About Fate Therapeutics’ iPSC Product Platform
The Company’s proprietary induced pluripotent stem cell (iPSC) product platform enables mass production of off-the-shelf, engineered, homogeneous cell products that can be administered with multiple doses to deliver more effective pharmacologic activity, including in combination with other cancer treatments. Human iPSCs possess the unique dual properties of unlimited self-renewal and differentiation potential into all cell types of the body. The Company’s first-of-kind approach involves engineering human iPSCs in a one-time genetic modification event and selecting a single engineered iPSC for maintenance as a clonal master iPSC line. Analogous to master cell lines used to manufacture biopharmaceutical drug products such as monoclonal antibodies, clonal master iPSC lines are a renewable source for manufacturing cell therapy products which are well-defined and uniform in composition, can be mass produced at significant scale in a cost-effective manner, and can be delivered off-the-shelf for patient treatment.

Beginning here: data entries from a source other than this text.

PR #114, opened 2024-11-25
Add Powerwall Temps

jasonacox:
## v0.12.0 - Add Controller Data

* TEDAPI: Add `get_device_controller()` to get device data which includes Powerwall THC_AmbientTemp. 
* Updated `vitals()` to include Powerwall temperature data using new `get_device_controller()` function.
* Proxy Updated to t66 to include API response for /tedapi/controller.

Credit to @ygelfand (and [go-powerwall proxy](https://github.com/ygelfand/go-powerwall)) for discovery and reported in https://github.com/jasonacox/Powerwall-Dashboard/discussions/392#discussioncomment-11360474

### DIFF
--- a/RELEASE.md
+++ b/RELEASE.md
@@ -1,5 +1,11 @@
 # RELEASE NOTES
 
+## v0.11.2 - Add Controller Data
+
+* TEDAPI: Add `get_device_controller()` to get device data which includes Powerwall THC_AmbientTemp data. Credit to @ygelfand for discovery and reported in https://github.com/jasonacox/Powerwall-Dashboard/discussions/392#discussioncomment-11360474
+* Updated `vitals()` to include Powerwall temperature data. 
+* Proxy Updated to t66 to include API response for /tedapi/controller.
+
 ## v0.11.1 - PW3 and FleetAPI Bugfix
 
 * TEDAPI: Fix bug with activeAlerts logic causing errors on systems with multiple Powerwall 3's. Identified by @rmotapar in https://github.com/jasonacox/Powerwall-Dashboard/issues/387#issuecomment-2336431741 
--- a/RELEASE.md
+++ b/RELEASE.md
@@ -1,10 +1,12 @@
 # RELEASE NOTES
 
-## v0.11.2 - Add Controller Data
+## v0.12.0 - Add Controller Data
 
 * TEDAPI: Add `get_device_controller()` to get device data which includes Powerwall THC_AmbientTemp data. Credit to @ygelfand for discovery and reported in https://github.com/jasonacox/Powerwall-Dashboard/discussions/392#discussioncomment-11360474
 * Updated `vitals()` to include Powerwall temperature data. 
 * Proxy Updated to t66 to include API response for /tedapi/controller.
+* Remove Negative Solar Values [Option] by @jasonacox in https://github.com/jasonacox/pypowerwall/pull/113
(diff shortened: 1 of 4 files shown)


jasonacox:
Example:

image

Beta proxy container set up for testing: jasonacox/pypowerwall:0.11.2t66-beta2

http://pypowerwall:8675/temps

```json
{
"TETHC--2012170-25-E--TG1234567890AB": 16.60000000000001,
"TETHC--3012170-05-B--TG1234567890AC": 16.900000000000006
}
```

jasonacox:
image

jasonacox:
Updated to v0.12.0 to reflect to highlight the major change in pulling vitals data.

jasonacox:
Proxy jasonacox/pypowerwall:0.12.0t66

nhasan:
Installed latest version 4.6.0 but the temps graph says "no data."

jasonacox:
Hi @nhasan - It requires that you are using TEDAP in hybrid or full mode. You can check using `verify.sh` - see https://github.com/jasonacox/Powerwall-Dashboard/pull/549#issuecomment-2509144281.

maxEntropyProd:
Great to see the PW temps back!! Great job!! Just a couple of notes that are mostly due to my lameness, but it might help others.

1. When I first ran add_route.sh, I entered the gateway IP from my local network, 192.168.0.xxx; however, i needed to use the gateway default wifi network of 192.168.91.1 This seems obvious in hindsight, but it might help others if that was the default (or just say use 192.168.91.1?)
2. When I then ran setup.sh, i did not change the PW credentials, so it did not prompt me for the pw for the Gateway, which is on the sticker of the inverter for PW+ (i.e., not the tesla pw). Consequently, TEDAPI showed as available, but not connected under verify.sh. After further reading here, i reran setup.sh, then said to update the credentials, which then ask me for the Gateway pw.

Question, it seems that pypowerwall is only using 192.168.91.1 and nothing from the local lan connection on 192.168.0.xxx. I assume that's correct, yes?

jasonacox:
> Question, it seems that pypowerwall is only using 192.168.91.1 and nothing from the local lan connection on 192.168.0.xxx. I assume that's correct, yes?

That is correct. For the PW2, all the old APIs are available on the 192.168.91.1 endpoint, but the TEDAPI data is there as well.

A note on "hybrid" versus "full" mode, for anyone curious: If verify.sh or the logs (`docker logs pypowerwall`) show it is running in hybrid mode, it is using the old APIs and the new TEDAPI both, which currently has the benefit of pulling a few more extended metrics. If it shows "full" mode, it is just using the TEDPAI endpoint and performs calculations to derive some of the extended metrics (e.g. line-to-line voltages, PV dc power, nom energy to be charged) and some is missing (eg. PV state). In other words, there is very little benefit to running hybrid but I kept it for consistency. To help simplify setup, I may remove it in a future release. As a note, hybrid is not available for Powerwall 3.

Thanks for the great suggestions! I'll see what we can do to help update the docs/setup. TODO: docs

jasonacox:
> Is there any way to change dashboard to show powerwall temps in Fahrenheit?

Yes, you can edit the panel and update the queries for all the Powerwalls with something like this:

Select the pencil (edit) button to switch from visual editor mode to query edit mode:

image


```sql
SELECT
  mean("PW1_temp") * 9 / 5 + 32
FROM "pwtemps"."http"
WHERE $timeFilter
GROUP BY time($__interval)
fill(null)
```

Edit the units to switch to Fahrenheit

image

PR #115, opened 2024-11-26
Fix errors with site references

Nexarian:
New Tesla user here, I have only Tesla solar inverters, and I was unable to access them with pypowerwall unless I applied this fix. Pypowerwall would crash when trying to find the site_name. The broken line was `self.siteid = sites[self.siteindex].get('energy_site_id')` in `pypowerwall_fleetapi.py`

Otherwise, make the change_site functions consistent and less error-prone! The change site function, especially the site name reference, can break users that only have Solar-Only Tesla inverters. Make the two change_site functions consistent and fix other issues where site_name is not provided by the Tesla API.


jasonacox:
Thanks @Nexarian !  Good fix to expand use for Solar-Only owners. I've merged and tested.  I'll include this in the upcoming release (v0.11.2).

PR #118, opened 2024-12-02
Improve route documentation and add example

Nexarian:
When using the TEDAPI over a LAN from Linux, it's critical to add a network route. However, I wanted to do this programmatically from Python before calling pypowerwall to get data.

This adds what I've learned and two example functions showing how to do just that.

### DIFF
--- a/README.md
+++ b/README.md
@@ -74,18 +74,33 @@ The unofficial Tesla Owners API allows FleetAPI access (option 2) without having
 
 With version v0.10.0+, pypowerwall can access the TEDAPI endpoint on the Gateway. This API offers up additional metrics related to string data, voltages and alerts. However, you will need the Gateway/WiFi Password (often found on the QR sticker on the Powerwall Gateway). Additionally, your computer will need network access to the Gateway IP (192.168.91.1). You can have your computer join the Gateway local WiFi or you can add a route:
 
+In the examples below, change **192.168.0.100** to the IP address of Powerwall Gateway (or Inverter) on your LAN. Also, the **onlink** parameter may be necessary for Linux.
+
+#### Linux Ubuntu and RPi
 ```bash
-# Example - Change 192.168.0.100 to the IP address of Powerwall Gateway on your LAN
+# Can add to /etc/rc.local for persistence
+sudo ip route add 192.168.91.1 via 192.168.0.100 [onlink]
+```
 
-# Linux Ubuntu and RPi - Can add to /etc/rc.local for persistence 
-sudo ip route add 192.168.91.1 via 192.168.0.100
+See `examples/network_route.py` for two different approaches to do this programmatically in Python.
 
-# MacOS 
+#### MacOS
+```
 sudo route add -host 192.168.91.1 192.168.0.100 # Temporary 
 networksetup -setadditionalroutes Wi-Fi 192.168.91.1 255.255.255.255 192.168.0.100 # Persistent
+```
 
-# Windows - Using persistence flag - Administrator Shell
+#### Windows - Using persistence flag - Administrator Shell
+```
 route -p add 192.168.91.1 mask 255.255.255.255 192.168.0.100
+```
+
+#### Windows Subsystem For Linux (Version 2 specific)
+Follow the instructions for Linux, but you must edit (From the host Windows OS) `%USERPROFILE%\.wslconfig` and add the following settings:
+```
+[wsl2]
+networkingMode=mirrored
+```
 
 # Test
 python3 -m pypowerwall tedapi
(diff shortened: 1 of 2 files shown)


jasonacox:
Thanks @Nexarian !

You have a good point about making it easier for people to add the route. A contributor on the [Powerwall Dashboard](https://github.com/jasonacox/Powerwall-Dashboard/) project provided this script that adds the route for multiple OS variants. It may make more sense to just add that here. 

Here is the script: https://github.com/jasonacox/Powerwall-Dashboard/blob/main/add_route.sh

Your example is great for Linux. A significant portion of the community is using MacOS and Windows.  I'm good with it as an example we can include and reference, but we should also mention add_route.sh option or add support for the other OS variants.

Nexarian:
1. I'm surprised your documentation did not include `onlink` -- That is required for my use. `Onlink` appears to be a networking version of `sudo` or `force`. The OS simply assumes the route exists without validating. I couldn't find easy equivalents on Windows or Mac OS, but I didn't search very hard.

2. I am currently using WSL2. The `add_route.sh` script says that doesn't work. It does, I've included instructions in the PR that show how. You have to have a bridged network.

3. Good point about people using it for Mac OS & Linux. I haven't tested for either of those. Right now, I'm still trying to get Powerwall Dashboard to work at all on my 2x standalone inverters with a goal of running it from my Raspberry PI. Because I also want string data, I have to find a way to add route 1, consume data, delete route 1, add route 2, consume data, delete route 2, repeat just for that portion of the data. I'm not yet sure how to do that. I'm also trying to figure out how to redirect the influxdb storage to an external platter drive, as those are better for persistent read/write storage than a PI SD card (I know that time-series databases burn up SD cards).

4. We should pick where these instructions live, and then put ALL the data about it there and simply link to it. If it's more useful for Powerwall Dashboard, great. I see no reason why we can't have examples in both Python and bash.

You may also find this reddit thread useful: https://www.reddit.com/r/TeslaSolar/comments/1d4vpkg/teg_network_access/

jasonacox:
> I'm surprised your documentation did not include onlink

I'm not familiar with onlink and couldn't find anything in a search. Do you have more info? In any case, we would want a solution that works for the main supported platforms at least for the Dashboard project (Linux, MacOS, Win, RPi).

>  am currently using WSL2. The add_route.sh script says that doesn't work. It does

I'm not a Windows guru, so I probably didn't fully test this but the community reported that route changes in WSL do not stick (post reboot) and to get a persistent route set on the machine, the recommendation was to use the windows cmd `route -p add ${TARGET_IP} mask ${NETMASK} ${PW_IP}`. If there is a a better way, it may be good to add that.

> We should pick where these instructions live, and then put ALL the data about it there and simply link to it. If it's more useful for Powerwall Dashboard, great. I see no reason why we can't have examples in both Python and bash.

I'm not sure I fully understand. I suspect you have a brilliant idea here. Technically this is the repo for the python pypowerwall library that builds the pip package. I think this is the best place to put the python examples for routing and link to the bash option on the Dashboard page. Is that the idea?

Nexarian:
As to WSL: I need to do more testing, I'll get back to you. Also my Raspberry Pi 3 is just too slow (not enough RAM) to make this happen, so I've ordered a 5 to see if I can get things working on that.

Nexarian:
Ok I found a way to make both work simultaneously, at least on WSL. Again, ChatGPT helped :)

In my case inverter 1 is on 192.168.1.67 and inverter 2 is on 192.168.1.250 -- This configuration changes it so that when I curl their LAN addresses directly it just aliases to the internal one.

This avoids the awkward multiplexed switching that I had been doing.

```
echo "200 inverter1" | sudo tee -a /etc/iproute2/rt_tables
echo "201 inverter2" | sudo tee -a /etc/iproute2/rt_tables
```

Add routes to each inverter in their respective tables:

```
sudo ip route add 192.168.91.1 via 192.168.1.67 dev eth1 table inverter1
sudo ip route add 192.168.91.1 via 192.168.1.250 dev eth1 table inverter2
```

Use ip rule to direct traffic to the correct routing table:

```
sudo ip rule add from 192.168.1.67 lookup inverter1
sudo ip rule add from 192.168.1.250 lookup inverter2
```

This seemed to persist in spite of a reboot, likely because it creates a persistent route table!

Nexarian:
Now that I have the variation that does multiple TEGs, I'm looking at ways to implement it on Mac OS and Windows.

Nexarian:
@jasonacox A couple more things:
- I have improved versions of this now.
- I have done some investigating as to MacOS and Windows support... It's not always trivial to do that. There's a reason why most routers run Linux, its networking stack is simply superior. That being said, we can flag which things are Linux-only and ask for Windows or MacOS help for a port. pyroute2 for instance, only supports Linux.
- We still need to decide if the documentation for this problem will live in pypowerwall, Powerwall-Dashboard, or both.

For now; however, this is an improvement!

PR #134, opened 2025-01-21
Update proxy for v0.12.3 and add /csv/v2 API support

jasonacox:
Minor update to bump library version and provide expanded data for simple clients via `/csv/v2` API endpoint. 

* pyPowerwall v0.12.3 - Adds Custom GW IP for TEDAPI. 
* Add new API /csv/v2 which extends /csv by adding grids status (1/0) and battery reserve (%)setting:

```python
# Grid,Home,Solar,Battery,Battery_Level,Grid_Status,Reserve
-76.00,1114.25,360.00,780.00,96.51,1,20
```

### DIFF
--- a/proxy/RELEASE.md
+++ b/proxy/RELEASE.md
@@ -1,5 +1,14 @@
 ## pyPowerwall Proxy Release Notes
 
+### Proxy t68 (20 Jan 2025)
+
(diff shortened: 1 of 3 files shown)


jasonacox:
Container for testing: jasonacox/pypowerwall:0.12.3t68-beta2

As a result, the Company’s platform is uniquely capable of overcoming numerous limitations associated with the production of cell therapies using patient- or donor-sourced cells, which is logistically complex and expensive and is subject to batch-to-batch and cell-to-cell variability that can affect clinical safety and efficacy. Fate Therapeutics’ iPSC product platform is supported by an intellectual property portfolio of over 350 issued patents and 150 pending patent applications.

About FT538
FT538 is an investigational, universal, off-the-shelf natural killer (NK) cell cancer immunotherapy derived from a clonal master induced pluripotent stem cell (iPSC) line engineered with three functional components: a novel high-affinity 158V, non-cleavable CD16 (hnCD16) Fc receptor, which has been modified to prevent its down-regulation and to enhance its binding to tumor-targeting antibodies; an IL-15 receptor fusion (IL-15RF) that augments NK cell activity; and the deletion of the CD38 gene (CD38KO), which promotes persistence and function in high oxidative stress environments. FT538 is designed to enhance innate immunity in cancer patients, where endogenous NK cells are typically diminished in both number and function due to prior treatment regimens and tumor suppressive mechanisms. In preclinical studies, FT538 has shown superior NK cell effector function, as compared to peripheral blood NK cells, with the potential to confer significant anti-tumor activity to patients through multiple mechanisms of action. FT538 is being investigated in a multi-dose Phase 1 clinical trial for the treatment of acute myeloid leukemia (AML) and in combination with daratumumab, a CD38-targeted monoclonal antibody therapy, for the treatment of multiple myeloma (NCT04614636). FT538 is also being investigated in a multi-dose Phase 1 clinical trial in combination with one of an array of tumor-targeting monoclonal antibodies for the treatment of advanced solid tumors (NCT05069935).